As well as anyone who lives in London and isn’t a millionaire, students are among those who have to endure living with strangers. A lot of them will currently be making their way to university and unpacking new pots and pans they can’t distinguish between among new faces they can’t distinguish between.

But unlike flatsharing as an adult, students share a lot in common: age, lifestyles, education level, no pets and general naïve enthusiasm. It’s after university where the problems lurk, when you have to share a home and a toilet with anyone and everyone. Really – I’ve lived with a 50-year-old drug-addicted DJ, an Italian whose hobby was to spit on drinks in Starbucks, and everything in-between.

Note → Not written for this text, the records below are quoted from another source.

PR #12066, opened 2026-08-22
fix(backend): a __name__ filter needs a Key, so both usage readers ra…

abunet:
…ised on every call

`get_usage_summary` and `get_plan_usage_report` bound their scan with `where("__name__", ">=", cutoff_id)`, where `cutoff_id` is a date string like `2026-01-01`. Firestore requires a Key there:

    google.api_core.exceptions.InvalidArgument: 400 __key__ filter value must be a Key

Measured against the Firestore emulator: both functions raise, for every user, every time. The `__name__` field is fine — the value's TYPE is not.

The document ids ARE the dates, so the cutoff is simply `usage_collection.document(cutoff_id)`. The window is unchanged; only the type is.

Worth knowing for whoever reviews this: fixing it alone makes `get_usage_summary` return `{}` rather than raise, because a second, independent defect keeps the counters from ever nesting (a sibling PR: these documents are written with `set(merge=True)` and dotted keys, which Firestore stores as literal field names). With both applied, the same call against the emulator returns `{'chat': {'input_tokens': 5, 'output_tokens': 3, 'call_count': 1}}`. Either PR stands alone; neither restores the feature by itself.

One observation not addressed here, to keep this change to one thing: once the counters do nest, `_aggregate_summary` also reports `plan_usage` as if it were a feature (`{'input_tokens': 0, ...}`), because it walks every top-level map. That is a separate line and a separate decision.

Verification
  emulator, before: InvalidArgument 400 __key__ filter value must be a Key
  emulator, after:  the query runs and streams the in-window documents
  new tests/unit/test_llm_usage_name_filter_takes_a_key.py 3 passed; passing the bare string again
    fails all 3
  tests/unit/test_llm_usage_db.py 19 - test_llm_usage_tracker.py 18 - test_llm_usage_endpoints.py 2

## Failure class (fixes)

Failure-Class: none

## Scoped cleanups (optional)

<a href="https://cubic.dev/pr/BasedHardware/omi/pull/12066?utm_source=github" target="_blank" rel="noopener noreferrer" data-no-image-dialog="true"><picture><source media="(prefers-color-scheme: dark)" srcset="https://www.cubic.dev/buttons/review-in-cubic-dark.svg"><source media="(prefers-color-scheme: light)" srcset="https://www.cubic.dev/buttons/review-in-cubic-light.svg">Review in cubic</picture></a>

### DIFF
--- a/backend/database/llm_usage.py
+++ b/backend/database/llm_usage.py
@@ -351,7 +351,9 @@ def get_usage_summary(uid: str, days: int = 30) -> Dict[str, Dict[str, int]]:
     cutoff = datetime.now(timezone.utc) - timedelta(days=days)
     cutoff_id = f"{cutoff.year}-{cutoff.month:02d}-{cutoff.day:02d}"
 
-    docs = usage_collection.where("__name__", ">=", cutoff_id).stream()
+    # The value of a `__name__` filter must be a Key, not a string: Firestore answers
+    # `400 __key__ filter value must be a Key` otherwise, so this raised on every call.
+    docs = usage_collection.where("__name__", ">=", usage_collection.document(cutoff_id)).stream()
 
     # Aggregate by feature
     summary: Dict[str, Dict[str, int]] = {}
@@ -583,7 +585,8 @@ def get_plan_usage_report(uid: str, days: int = 30) -> Dict[str, Dict[str, Any]]
     usage_collection = db.collection('users').document(uid).collection('llm_usage')
     report: Dict[str, Dict[str, Any]] = {}
 
-    for doc in usage_collection.where('__name__', '>=', cutoff_id).stream():
+    # A `__name__` filter takes a Key, not a string (see get_usage_summary above).
+    for doc in usage_collection.where('__name__', '>=', usage_collection.document(cutoff_id)).stream():
         data = _typed_doc(doc)
         plan_usage = data.get('plan_usage')
         if isinstance(plan_usage, dict):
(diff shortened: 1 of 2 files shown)


kodjima33 (approved):
Confidence 4/5 (clear root cause, scoped diff ~126 lines/2 files, new dedicated regression test proving the __key__ TypeError via emulator) — but the required 'PR Metadata Preflight'/'Hygiene' check (failure-class-protocol) fails: the PR body declares both 'Failure-Class: new' and the unfilled template's 'Failure-Class: none'. Approving but NOT merging per the CI hard floor; author needs to clean up the PR body before this can land. Note: per this PR's own body, applying it alone still leaves get_usage_summary returning {} until the sibling PR #12065 (nested-write fix) also lands.

kodjima33 (approved):
fix(backend): __name__ filter requires a Key not a string — confirmed still broken on main (raises 400 on every call). Root cause proven against emulator, scoped diff (126 lines), new regression tests. Not merging yet: 'Backend Hermetic Merge Gate' shows failure (downstream of a cancelled 'Detect Hermetic Backend Scope' run, likely a concurrency artifact from re-running CI on this branch) and 'Backend unit suite'/'Hygiene' are still mid-run. Confidence would be 5/5 once CI is unambiguously green — re-check before merging.

kodjima33 (approved):
Backend bug fix, 5/5 confidence: stated root cause with reproduced Firestore error, fix(backend) title, scoped diff (124 add/2 del, 2 files), CI green (Backend unit suite + Hermetic Merge Gate pass), regression tests added (3 new, verified fail on revert). Confirmed still broken on origin/main (bare-string __name__ filter in both get_usage_summary and get_plan_usage_report), not superseded by sibling PR #12065's separate nesting fix.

Renting horror stories are always in the news. The price of rent, demand and supply of properties, necessity of finding somewhere to live and quick turnaround culminates in a property (un)lucky dip that means you could end up living with absolutely anyone. And it’s more than likely that a clean person will end up with a 30-year-old man-child who sleeps with pizza boxes, and introverts with loud, self-declared party animals.

Before moving into a new flat, you imagine how amazing it’s going to be living with someone who soon becomes your best friend. You picture late night secret-swapping and duvet-sharing and film marathons on a Sunday. But swap ‘secret’ for ‘ant infestation’ and ‘Sunday’ with never, ever in a million years.

It might work with students, but if you move into a new flat brandishing a shiny, freshly printed ‘happy housemate’ contract you’re probably going to get laughed at. Just to give you an idea: my flat has a cleaning rota, and if I go into the bathroom without something on my feet, I vomit in my mouth a little bit.

After a while, the perils of flatsharing become cyclic. At first the annoying and disgusting habits of your fellow dwellers irritate you, then they’re all you can think about. Then it stops becoming so much about the annoying and disgusting habits, and more about what they represent: you’re a busy, responsible grown-up and the smell coming from your flatmate’s room has just woken you up. But don’t despair, because after a while, you start to laugh at these things. Mainly because you’re so sleep deprived that you find everything funny.

My guide to flatsharing is: never leave a Post It note, always supervise stupid flatmates when they’re using the oven, and never, ever live with a middle-aged drug addict DJ.